At USF, he took classes in history and archaeology, but he majored in psychology. In one particularly demanding class, the professor got gripes from many of the students about the amount of work, but not once, he said, from Christopher Lehman.
He weighs 55 pounds. He needs help eating. He needs help showering. He needs help going to the bathroom. He used to read with a handheld magnifying glass. Then he needed a more powerful machine to blow up the image. Now he uses a program through which his computer reads him digital files of books. It can take him 10 minutes to type in an email address. He wrote 9,000-word papers.
He signs his emails "Smiles."
He finished with a 3.9 GPA.
• • •
How?
"I'm stubborn," he said this week at his house, "and persistent, and I don't like to be idle."
The last 13 years of college gave him a purpose. He wants to use his psychology degree to help wounded veterans dealing with their new challenges. This is a good explanation for why he wanted so badly to graduate. But not the reason.

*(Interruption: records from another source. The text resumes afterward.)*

PR #7531, opened 2026-07-07
feat(weave): server-side ingest sampling for the spans model

ro31337:
## Explainer to save your time

https://github.com/user-attachments/assets/79476387-3c8d-4a26-8294-8fcb684c08b9

## JIRA Issue(s)

https://coreweave.atlassian.net/browse/WB-36877

## Description

Weave stores traces in two data models. The calls model already has server-side ingest sampling (#46786): set `WEAVE_INGEST_SAMPLE_RATE=0.1` and the server keeps about 10% of non-eval traces, which cuts storage cost. The *spans* model — the agents / OTel ingest path — had nothing: every span sent to it was stored. This PR closes that gap.

Same knob, and pretty much works by same rules. The two existing env vars now govern both models. The verdict is the same hash of the trace id, so a trace is kept or dropped as a whole. If any span of a trace carries a `weave.eval.*` attribute, the whole trace is kept - as it was before in *calls* model - evaluations are too valuable to sample away, and a raw-OTel client can set that attribute to opt into the same protection. A span whose trace id is broken (wrong length, or all zeros) is kept too: when in doubt, keep. One heads-up for operators: a deployment that already runs with a rate below 1.0 starts sampling the spans model when it picks up this change.

The placement is the point. The check runs inside `insert_otel_spans`, right after protobuf parsing and before anything expensive. A dropped trace therefore never writes attachment files, skips extraction entirely, and never reaches the Kafka topic that feeds online scoring — dropped means not stored and not scored. With sampling off (the default) the old single-pass code runs as before; both paths go through the same small parse/extract helpers, so their bookkeeping cannot drift apart. Dropped spans still count as accepted in the response, so clients see an ordinary success. Two fine points: a dropped span that would have failed extraction now counts as accepted (extraction never runs for it), and in sampled requests parse errors come before extraction errors in `error_message`.

Kept traces remember their rate. Every hash-kept span gets `custom_attrs_float["weave.ingest_sample_rate"] = 0.1`, so later anything counting over sampled data can weight each kept span as ten originals. No stamp means the span was kept whole and counts as itself. Dry-run keeps everything and only counts what it would have dropped — and stamps nothing, so the math stays honest. Counters go to DogStatsD (`weave_trace_server.ingest_sampling.spans.*`). No SDK, schema, or API changes.

## Testing

29 tests in `tests/trace_server/test_spans_ingest_sampling.py`. The hash and the env parsing are pinned to the calls sampler's exact behavior. End-to-end against ClickHouse: with the default config nothing changes, down to the exact error messages and their order; at rate 0 a plain trace disappears whole while an eval-marked one survives; the rate stamp lands and a client-supplied fake can't spoof it; a dropped trace leaves no files behind and triggers no scoring event; a span that fails extraction is rejected with the same error as before. A full local `tests/trace_server/` run matches master exactly (the same 5 pre-existing order-dependent failures on both, unrelated); ruff, format, and the repo-pinned mypy are clean.

### DIFF
--- a/tests/trace_server/test_spans_ingest_sampling.py
+++ b/tests/trace_server/test_spans_ingest_sampling.py
@@ -232,10 +232,12 @@ def test_unusable_trace_ids_fail_open_in_decisions(
         assert sampler_metrics["parse_failures"] == [1]
 
 
-# --- decision ladder (parsed spans, no backend) -----------------------------
+# --- per-span verdicts (parsed spans, no backend) ----------------------------
 
 
-def test_decide_spans_ladder_at_rate_zero(sampler_metrics: dict[str, list]) -> None:
+def test_decide_spans_all_verdicts_at_rate_zero(
+    sampler_metrics: dict[str, list],
+) -> None:
     config = ingest_sampling.SamplingConfig(rate=0.0, dry_run=False)
     eval_tid = (1).to_bytes(16, "big")
     plain_tid = (2).to_bytes(16, "big")
--- a/tests/trace_server/test_spans_ingest_sampling.py
+++ b/tests/trace_server/test_spans_ingest_sampling.py
@@ -29,6 +29,10 @@ from weave.trace_server.agents.types import (
     GenAIOTelExportReq,
 )
 from weave.trace_server.base64_content_conversion import AUTO_CONVERSION_MIN_SIZE
+from weave.trace_server.opentelemetry.helpers import (
+    AttributePathConflictError,
+    unflatten_key_values,
+)
 from weave.trace_server.opentelemetry.python_spans import Resource as PyResource
 from weave.trace_server.opentelemetry.python_spans import Span as PySpan
 from weave.trace_server.opentelemetry.python_spans import StatusCode
@@ -116,6 +120,13 @@ def _parse(span: PbSpan) -> PySpan:
     return PySpan.from_proto(span, PyResource.from_proto(PbResource()))
 
 
+def _conflict_error(span: PbSpan) -> str:
+    """The exact parse-failure message the server records for this span."""
+    with pytest.raises(AttributePathConflictError) as excinfo:
+        unflatten_key_values(span.attributes)
+    return str(excinfo.value)
+
+
 def _tid_with_verdict(rate: float, *, kept: bool, start: int = 1) -> bytes:
     """First 16-byte trace id (from ``start`` upward) whose verdict matches."""
     for i in range(start, start + 10_000):
@@ -154,7 +165,8 @@ def sampler_metrics(monkeypatch: pytest.MonkeyPatch) -> dict[str, list]:
 
 def test_keep_by_hash_matches_inline_sha256() -> None:
     # Pin the exact formula: the calls-model sampler uses the same one, and a
-    # trace living in both data models must get one verdict.
+    # trace living in both data models must get one verdict. Purity also gives
+    # cross-request determinism: the verdict depends on nothing but the string.
     for i in range(1, 50):
         tid = i.to_bytes(16, "big").hex()
         for rate in (0.0, 0.1, 0.5, 0.9, 1.0):
@@ -193,17 +205,29 @@ def test_sample_rate_env_falls_back_to_off_when_invalid(
 
 
 @pytest.mark.parametrize(
-    ("trace_id", "usable"),
+    ("trace_id_bytes", "usable"),
     [
-        ("a" * 32, True),
-        ("", False),  # empty proto bytes
-        ("a" * 30, False),  # 15-byte id
-        ("a" * 34, False),  # 17-byte id
-        ("0" * 32, False),  # OTel-invalid zero id
+        (b"\xaa" * 16, True),
+        (b"", False),  # empty proto bytes
+        (b"\xab" * 15, False),  # 15-byte id
+        (b"\xab" * 17, False),  # 17-byte id
+        (b"\x00" * 16, False),  # OTel-invalid zero id
     ],
 )
-def test_usable_trace_id(trace_id: str, usable: bool) -> None:
-    assert ingest_sampling._usable_trace_id(trace_id) is usable
+def test_unusable_trace_ids_fail_open_in_decisions(
+    sampler_metrics: dict[str, list], trace_id_bytes: bytes, usable: bool
+) -> None:
+    # At rate 0.0 a usable id is hash-dropped; an unusable one is kept
+    # fail-open and counted as a parse failure.
+    config = ingest_sampling.SamplingConfig(rate=0.0, dry_run=False)
+    span = _parse(_proto_span(trace_id_bytes, b"\x0a" * 8))
+    decisions = ingest_sampling.decide_spans(config, [span], [5])
+    if usable:
+        assert decisions == [ingest_sampling.SpanDecision(drop=True)]
+        assert sampler_metrics["parse_failures"] == []
+    else:
+        assert decisions == [ingest_sampling.SpanDecision(drop=False)]
+        assert sampler_metrics["parse_failures"] == [1]
 
 
 # --- decision ladder (parsed spans, no backend) -----------------------------
@@ -227,9 +251,10 @@ def test_decide_spans_ladder_at_rate_zero(sampler_metrics: dict[str, list]) -> N
         ingest_sampling.SpanDecision(drop=False),
         ingest_sampling.SpanDecision(drop=True),
     ]
-    assert sampler_metrics["seen"] == [1, 1, 1, 1]
+    # Counters are per span but emitted once per request (aggregated).
+    assert sampler_metrics["seen"] == [4]
     assert sampler_metrics["parse_failures"] == [1]
-    assert sampler_metrics["evals_kept"] == [1, 1]
+    assert sampler_metrics["evals_kept"] == [2]
     assert sampler_metrics["dropped"] == [(1, 40, False)]
 
 
@@ -281,29 +306,42 @@ def test_sampler_off_is_inert(
     monkeypatch: pytest.MonkeyPatch,
     rate_env: str | None,
 ) -> None:
-    """The default config must not change ingest behavior at all."""
+    """The default config must not change ingest behavior at all.
+
+    Pins the exact error_message (content and per-span order) on a request
+    mixing good spans with two distinct parse failures. Extraction failures
+    share the same extract_row helper in both branches, but no real OTel
+    payload can make the defensively-guarded extractor raise, so that branch
+    is covered by construction rather than by a fixture.
+    """
     if rate_env is None:
         monkeypatch.delenv("WEAVE_INGEST_SAMPLE_RATE", raising=False)
     else:
         monkeypatch.setenv("WEAVE_INGEST_SAMPLE_RATE", rate_env)
     project_id = make_project_id("spans_sampling_off")
     tid = (10).to_bytes(16, "big")
-    conflict = _proto_span(
+    conflict_a = _proto_span(
         (11).to_bytes(16, "big"),
         b"\x13" * 8,
         # "x" as a leaf and "x.y" under it can't both exist -> parse failure.
         attrs={"x": "leaf", "x.y": "nested"},
     )
+    conflict_b = _proto_span(
+        (12).to_bytes(16, "big"), b"\x14" * 8, attrs={"y": "leaf", "y.z": "nested"}
+    )
     res = _export(
         ch_server,
         project_id,
         _proto_span(tid, b"\x11" * 8),
+        conflict_a,
         _proto_span(tid, b"\x12" * 8, parent_span_id=b"\x11" * 8),
-        conflict,
+        conflict_b,
     )
     assert res.accepted_spans == 2
-    assert res.rejected_spans == 1
-    assert res.error_message != ""
+    assert res.rejected_spans == 2
+    assert res.error_message == "; ".join(
+        _conflict_error(span) for span in (conflict_a, conflict_b)
+    )
     assert len(_stored_spans(ch_server, project_id)) == 2
     # Disabled sampler emits nothing at all.
     assert sampler_metrics == {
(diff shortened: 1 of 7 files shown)


weave/trace_server/environment.py
```diff
@@ -254,6 +254,33 @@ def wf_scoring_worker_remote_scorer_require_structured_result_schema() -> bool:
     )
 
 
+# Ingest sampling (spans model) -- shared knobs with the calls-model sampler
```
mscavezze-cw: This comment doesn't quite line up with the function name. The comment is a little confusing: I'm not sure if it's telling me that this is the sampling for the spans model (since it leads with that), or that it's a shared knob (the latter part of the comment suggests that maybe the calls model is piggy-backing off of a spans tunable). The function name suggests that it is global and thus spans/calls agnostic.

weave/trace_server/environment.py
```diff
@@ -254,6 +254,33 @@ def wf_scoring_worker_remote_scorer_require_structured_result_schema() -> bool:
...
+
+
+def wf_ingest_sample_rate() -> float:
+    """Fraction of non-eval traces to keep at OTel-spans ingest (0.0-1.0).
+
+    The same environment variable also governs the calls-model sampler in the
+    trace-server service, so one operator knob covers both data models.
+    Defaults to 1.0 (sampling off); an unparseable or out-of-range value falls
+    back to 1.0, so a bad config can never start dropping data. Change the
+    rate in a quiet traffic window: an in-flight trace hashed at two different
```
mscavezze-cw: Is changing the rate sufficient, or does the worker need to be restarted?

weave/trace_server/datadog.py
```diff
@@ -225,6 +225,17 @@ def record_db_insert(*, table: str, count: int, path: str | None = None) -> None
     )
 
 
+def emit_counter(metric: str, value: int, tags: list[str]) -> None:
+    """Emit a best-effort counter with the unified service tags appended.
+
+    For counter families owned by other modules (e.g. the spans ingest
+    sampler); `record_db_insert` stays the dedicated DB-insert emitter.
```
mscavezze-cw: I'm not totally sure what this second part of the comment means, why it's here, or what action I should take in response. Is this basically saying `use emit_counter for calls metrics, but use record_db_insert for agent spans`?

Why can't record_db_insert be shared for both? Perhaps if one was be implemented by calling the other, the differences would be more obvious.

weave/trace_server/agents/ingest_sampling_metrics.py
```diff
@@ -0,0 +1,46 @@
...
+two families deliberately stay separate -- these count *spans* while those
+count ingest messages, so summing them would be meaningless. Every emit is
+best-effort: a metrics failure never breaks ingest.
+"""
+
+from __future__ import annotations
+
+from weave.trace_server.datadog import emit_counter
+
+_METRIC_SEEN = "weave_trace_server.ingest_sampling.spans.seen"
```
mscavezze-cw: Consider extracting the prefix `weave_trace_server.ingest_sampling.spans` to avoid typos and potentially improve readability. Low pri.

weave/trace_server/agents/ingest_sampling_metrics.py
```diff
@@ -0,0 +1,46 @@
...
+
+def evals_kept(count: int) -> None:
+    """Count spans kept by the eval carve-out."""
+    emit_counter(_METRIC_EVALS_KEPT, count, [_ROUTE_TAG])
+
+
+def dropped(count: int, byte_size: int, dry_run: bool) -> None:
+    """Count dropped spans and their serialized protobuf size.
+
+    In dry-run the tag marks a would-drop, not a real one.
```
mscavezze-cw: It seems like we've taken two different stances for how we record metrics during dry-run. In this case, we write the hypothetical sample rate to the same metric that we normally do. When recording the sample rate in the call or span, we record the actual sample rate.

Consider making the behavior match, or writing to a different metric name to avoid confusion when reviewing metrics.

weave/trace_server/agents/ingest_sampling.py
```diff
@@ -0,0 +1,174 @@
...
+    from weave.trace_server.opentelemetry.python_spans import Span
+
+# Attribute key the applied sample rate is stamped under on kept spans. The
+# flat dotted form is how custom attributes are stored on span rows; the calls
+# model records the same fact as ``attributes["weave"]["ingest_sample_rate"]``.
+INGEST_SAMPLE_RATE_ATTR = "weave.ingest_sample_rate"
+
+# sha256(trace_id) is reduced modulo this many buckets; a trace is kept when
+# its bucket falls below rate * buckets. Must stay byte-identical to the
+# calls-model sampler so a mixed trace gets one verdict across both models.
```
mscavezze-cw: If this must match, could you move the constant to a shared location and have both samplers read from the same source?

weave/trace_server/agents/ingest_sampling.py
```diff
@@ -0,0 +1,174 @@
...
+_HASH_BUCKETS = 1_000_000
+
+_ZERO_TRACE_ID = "0" * 32
```
mscavezze-cw: Consider adding a comment about the purpose of this.

weave/trace_server/agents/ingest_sampling.py
```diff
@@ -0,0 +1,174 @@
...
+
+    @property
+    def enabled(self) -> bool:
+        # rate >= 1.0 keeps everything; treat as fully off so the ingest path
+        # runs its unmodified single-pass loop and emits no metrics.
+        return self.rate < 1.0
+
+
+def request_config() -> SamplingConfig:
+    """Read the sampler config from the environment, once per request."""
```
mscavezze-cw, line 71: Instead of reading once per request, would it make sense to cache this for a short time, maybe 60 seconds?

weave/trace_server/agents/ingest_sampling.py
```diff
@@ -0,0 +1,174 @@
...
+    return SamplingConfig(
+        rate=wf_env.wf_ingest_sample_rate(),
+        dry_run=wf_env.wf_ingest_sample_dry_run(),
+    )
+
+
+def keep_by_hash(trace_id: str, rate: float) -> bool:
+    """Deterministic per-trace keep decision; True means keep.
+
+    Pure function of (trace_id, rate), byte-identical to the calls-model
```
mscavezze-cw, line 81: Instead of duplicating code, would it be better to share the code? There would be less risk of drift, and fixes/updates would only have to be made in one place.

weave/trace_server/agents/ingest_sampling.py
```diff
@@ -0,0 +1,174 @@
...
+    """Whether a trace_id can key the hash.
+
+    OTel requires a 16-byte, not-all-zero trace id. ``Span.from_proto``
+    hexlifies whatever bytes arrive, so a malformed id shows up here as a
+    wrong-length string and the spec-invalid zero id as 32 zeros. Those are
+    sentinels shared across broken clients -- hashing them would hand every
+    such client one collective verdict -- so they fail open instead (kept,
+    counted as parse failures).
+    """
+    return len(trace_id) == 32 and trace_id != _ZERO_TRACE_ID
```
mscavezze-cw: Consider naming `_ZERO_TRACE_ID` based on its purpose (sentinel) instead of what it is (zeros)

weave/trace_server/agents/ingest_sampling.py
mscavezze-cw: If there are things that are specific to calls or spans, maybe those could go in a derived class.

weave/trace_server/agents/ingest_sampling.py
```diff
@@ -0,0 +1,174 @@
...
+
+    The verdict is per trace: a trace is kept whole when any of its spans in
+    this request carries a ``weave.eval.*`` marker, otherwise the trace hash
+    decides. Spans whose trace_id is unusable are kept individually
+    (fail-open). ``byte_sizes`` -- serialized protobuf sizes aligned with
+    ``spans`` -- feed the dropped-bytes counter. Metrics count spans, not
+    traces, and are emitted once per call.
+    """
+    eval_traces: set[str] = set()
+    for span in spans:
```
mscavezze-cw, line 136: Why have two loops through spans? Why not just move this check directly into the loop below and set a bool instead of constructing a set?

tests/trace_server/test_spans_ingest_sampling.py
```diff
@@ -0,0 +1,597 @@
...
+        lambda c, b, d: calls["dropped"].append((c, b, d)),
+    )
+    return calls
+
+
+# --- pure functions ---------------------------------------------------------
+
+
+def test_keep_by_hash_matches_inline_sha256() -> None:
+    # Pin the exact formula: the calls-model sampler uses the same one, and a
```
mscavezze-cw, line 167: Consider adding a test in core that runs both formulas and verifies that they produce the same results.

tests/trace_server/test_spans_ingest_sampling.py
```diff
@@ -0,0 +1,597 @@
...
+        assert sampler_metrics["dropped"] == [(1, 5, False)]
+    else:
+        assert decisions == [ingest_sampling.SpanDecision(drop=False)]
+        assert sampler_metrics["parse_failures"] == [1]
+
+
+# --- decision ladder (parsed spans, no backend) -----------------------------
+
+
+def test_decide_spans_ladder_at_rate_zero(sampler_metrics: dict[str, list]) -> None:
```
mscavezze-cw: This name could be more self-documentating. What does `ladder` mean here?

tests/trace_server/test_spans_ingest_sampling.py
```diff
@@ -0,0 +1,597 @@
...
+        _proto_span(tid, sid, attrs={"gen_ai.output.messages": '[{"parts": 5}]'}),
+    )
+    assert res.accepted_spans == 0
+    assert res.rejected_spans == 1
+    assert res.error_message == f"Extraction failed for span {sid.hex()}: TypeError"
+    assert _stored_spans(ch_server, project_id) == []
+
+
+@pytest.mark.flaky(reruns=3)
+def test_unusable_trace_ids_fail_open(
```
mscavezze-cw, line 507: Are these `unusable` trace ids unusable in every part of the system? Or could someone who wanted to evade sampling simply set some `unusable` trace ids and still keep using the rest of Weave?

mscavezze-cw (approved):

weave/trace_server/environment.py
ro31337: FIXED: reworded the section comment so it no longer leads with "spans model"

weave/trace_server/environment.py
ro31337: FIXED: answered this in the docstring. The rate comes from the process environment and isn't mutated in-process, so changing it means a redeploy/restart with the new value, it's not like a live knob.

weave/trace_server/datadog.py
ro31337: FIXEd: `record_db_insert` now calls `emit_counter`, so the relationship is explicit (your suggestion). I also dropped the confusing second sentence from `emit_counter` docstring (it's just the low-level counter emitter now)

weave/trace_server/agents/ingest_sampling_metrics.py
ro31337: also FIXED: extracted the prefix into a `_PREFIX` constant

weave/trace_server/agents/ingest_sampling_metrics.py
ro31337: WON'T FIX (this is deliberate): in dry-run the metric must show the would-drops - that's the whole point of shadow mode - while the stamp must stay silent. Because nothing was actually sampled to weight. The same metric name mirrors the calls sampler. I added a docstring note that dashboards should split it by the dry_run tag

weave/trace_server/agents/ingest_sampling.py
ro31337: leaving for the follow-up, but would agree here. The single source has to be cross-repo (core already imports weave), so it can't land in this weave-only PR probably. It goes in the sampler-unification follow-up. For now the comment points at the core copy it must match

weave/trace_server/agents/ingest_sampling.py
ro31337: added a comment explaining the constant

weave/trace_server/agents/ingest_sampling.py
ro31337: won't fix: it's a dict lookup done once per request, so there's nothing to cache. And since the rate only changes on redeploy (see the rate comment), a TTL wouldn't buy any responsiveness

weave/trace_server/agents/ingest_sampling.py
ro31337: leaving it for follow-up. Agree on the drift risk. The duplicate lives in core, so sharing means a shared helper in weave that core imports, a cross-repo change I can't make in this weave-only PR. Tracking it as a follow-up

weave/trace_server/agents/ingest_sampling.py
ro31337: won't fix and would keep the two passes. The reason for that is a request carries many trace_ids and the eval marker can land on a later span of the same trace, so I have to scan all spans before deciding any, a bool cannot hold per-trace state or keep already-seen spans. I added a comment explaining exactly this

tests/trace_server/test_spans_ingest_sampling.py
ro31337: good idea for the follow-up. A test that runs both formulas has to live in core (that\s the other copy)

tests/trace_server/test_spans_ingest_sampling.py
ro31337: FIXED: renamed the test (as well as the section header) to drop the jargon we don't need

tests/trace_server/test_spans_ingest_sampling.py
ro31337: won't fix for v1: sampling here is cost control, not a security boundary. Evading it means bypassing the SDK. A determined client sending distinct malformed trace ids could keep its data - that's the price of fail-open, since we never drop traffic we can't classify anyway. Adn the parse_failures metric makes a spike in unusable ids visible.

Note for the follow-up: probably hash wrong-length ids and only fail-open the true shared sentinels (empty / all-zero)

ro31337:
@mscavezze-cw thanks for the comments, will leave it open for a bit (until tomorrow) in case there is something else that comes to your mind before we merge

He maneuvered his chair into his room, away from the others, his rubber wheels squeaking on the wooden floor, surrounded by his talking computer, his Hobbit posters, his framed copy of the Ten Commandments. Honor thy father and mother.
Rick is 65. Carol is 67. Christopher is 36.
"My parents," he said in his room, "have dedicated their entire lives for me, and that makes me sad. Thirty-six years. That's a long time for people to take care of someone."
Maybe, he explained, with a diploma he can get a job, and with a job he can pay for a caretaker. Maybe not for 24 hours a day. But for some of the time.
"I want my parents to be independent from my hassles and challenges and struggles," he said. "One day, I'd like to say to them, 'You don't have to do this anymore.' "
• • •
USF president Judy Genshaft told the graduates at the end of the ceremony on Friday to move their tassels to the left. Carol Lehman moved her son's tassel.
Outside the arena, his family took pictures, with his mother, with his father, with his brother and his wife, with his niece and his nephew and his grandmother. They got on an elevator. His mother tried to move him into a cramped space. "Just tell me which way to go," he said to her, "and I'll do it."